Go through the data and count each line that has the string "opened". Give that count alone.
*** Opening MATERIAL SHOWN ***
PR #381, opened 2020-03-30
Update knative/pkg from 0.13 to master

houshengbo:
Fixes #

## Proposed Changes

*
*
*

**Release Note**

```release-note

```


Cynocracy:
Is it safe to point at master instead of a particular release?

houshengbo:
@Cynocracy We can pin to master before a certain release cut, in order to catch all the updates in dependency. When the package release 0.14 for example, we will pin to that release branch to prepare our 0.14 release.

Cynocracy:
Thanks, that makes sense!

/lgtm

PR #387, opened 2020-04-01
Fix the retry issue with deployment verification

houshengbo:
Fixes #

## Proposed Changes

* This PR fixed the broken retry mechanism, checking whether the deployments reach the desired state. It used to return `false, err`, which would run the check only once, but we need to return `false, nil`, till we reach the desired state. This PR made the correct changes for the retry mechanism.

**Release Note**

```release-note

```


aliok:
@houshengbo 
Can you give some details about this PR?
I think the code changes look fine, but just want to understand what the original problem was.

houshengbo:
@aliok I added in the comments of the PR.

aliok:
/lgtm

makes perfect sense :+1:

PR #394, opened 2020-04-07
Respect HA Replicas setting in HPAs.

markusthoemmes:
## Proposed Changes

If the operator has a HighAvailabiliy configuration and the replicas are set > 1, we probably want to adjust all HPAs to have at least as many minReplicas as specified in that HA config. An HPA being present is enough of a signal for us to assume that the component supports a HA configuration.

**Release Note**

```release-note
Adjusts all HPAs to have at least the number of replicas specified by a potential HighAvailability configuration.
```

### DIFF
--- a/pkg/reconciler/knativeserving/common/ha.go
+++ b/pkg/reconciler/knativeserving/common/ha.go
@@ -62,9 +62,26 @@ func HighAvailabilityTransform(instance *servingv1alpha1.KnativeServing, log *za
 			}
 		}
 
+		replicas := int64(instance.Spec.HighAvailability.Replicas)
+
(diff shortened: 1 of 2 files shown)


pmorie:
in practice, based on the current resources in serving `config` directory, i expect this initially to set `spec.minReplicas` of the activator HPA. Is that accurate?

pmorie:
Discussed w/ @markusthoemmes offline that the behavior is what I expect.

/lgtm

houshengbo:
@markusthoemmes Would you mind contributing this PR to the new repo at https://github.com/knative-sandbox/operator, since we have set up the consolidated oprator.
*** Closing MATERIAL SHOWN ***
**ANSWER SPACE:**
3